Solving Minimal Problems Without Matrix Inversion Using FFT-Based Interpolation¶

Conference: CVPR 2026
arXiv: 2605.06572
Code: https://github.com/hayden-86/fft-minimal-solvers (Available)
Area: 3D Vision / Multi-view Geometry / Camera Pose Estimation
Keywords: Minimal Problems, Sparse Resultant, Hidden Variable Elimination, FFT Interpolation, Cramer's Rule

TL;DR¶

This paper proposes a matrix-inversion-free construction method for minimal problem solvers. By using hidden variable sparse resultants, multivariate polynomial systems are reduced to a univariate determinantal polynomial in \(x_1\). Then, IFFT interpolation is employed to numerically reconstruct the polynomial coefficients from sampling values on the unit circle (bypassing symbolic expansion). Finally, Cramer's rule combined with a GCD criterion is used for robust back-substitution of remaining unknowns. The method achieves a zero failure rate in numerical stability across 14 camera pose minimal problems and provides an average speedup of approximately 30% for small-scale problems.

Background & Motivation¶

Background: Camera geometry estimation (structure-from-motion, relative pose, absolute pose/PnP, calibration, etc.) in practice almost exclusively relies on the RANSAC framework to repeatedly solve "minimal problems"—estimating model parameters using the minimum number of point correspondences. The vast majority of these minimal problems involve solving systems of multivariate polynomial equations. The two main pipelines for solving such systems in computer vision are Gröbner basis methods (extended by Stewénius, automatic solver generators by Kukelova/Larsson, GAPS, etc.) and resultant methods (specifically sparse resultants adapted to sparse structures).

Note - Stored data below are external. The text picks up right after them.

PR #2546, opened 2026-02-06
feat: Add property `priority` to ProgramRuleAction model [ANDROSDK-2222]

fernandogmz:
* Update domain, network and db models to support 'priority' property on ProgramRuleAction
* Update Test files for Integration
* Update migration script to support 'priority' column


vgarciabnz:
It looks good! @fernandogmz 
There are two missing things:
- Add the property in the `ProgramRuleActionSamples` object. This object is used to test the ProgramRuleAction table: it stores an object, reads it and checks that it is the same as the original. It is a bit redundant because the table is already tested with other tests, but it is good to have a specific test for this.
- Run the command `./gradlew :core:apiDump` to update the `core/api` file. This file is a dump of the SDK public API. It is useful to avoid unintentional changes in the public API. Then, you have to add this file to the PR.

vgarciabnz:
The Instrumented test are failing because of an unauthorized request to Browserstack. I think the action has no access to the Browserstack token because it is an external repository. I'll take a look to see if there is any option to allow it, but don't worry, we can run the tests locally and ignore this check.

vgarciabnz:
The Code quality checks are failing because of Ktlint. You can run `./gradlew ktlintCheck` to know what is failing. Or `./gradlew clean ktlintFormat` to allow the linter to autofix the problem if possible.

vgarciabnz (approved):
Looks good to me!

Limitations of Prior Work: Whether using Gröbner bases or resultants, constructed online solvers almost always include an explicit matrix inversion step (typically inverting the elimination matrix to obtain the action matrix or taking the Schur complement of a resultant submatrix). When matrices are near-singular or ill-conditioned—a common occurrence under noise or degenerate configurations—matrix inversion is both expensive and numerically unstable, often leading to biased eigenvalues or solver failure. Another route using resultant determinants is blocked by symbolic expansion: an \(N\times N\) determinant can have up to \(N!\) terms, making symbolic expansion computationally infeasible and numerically unstable for high-dimensional matrices.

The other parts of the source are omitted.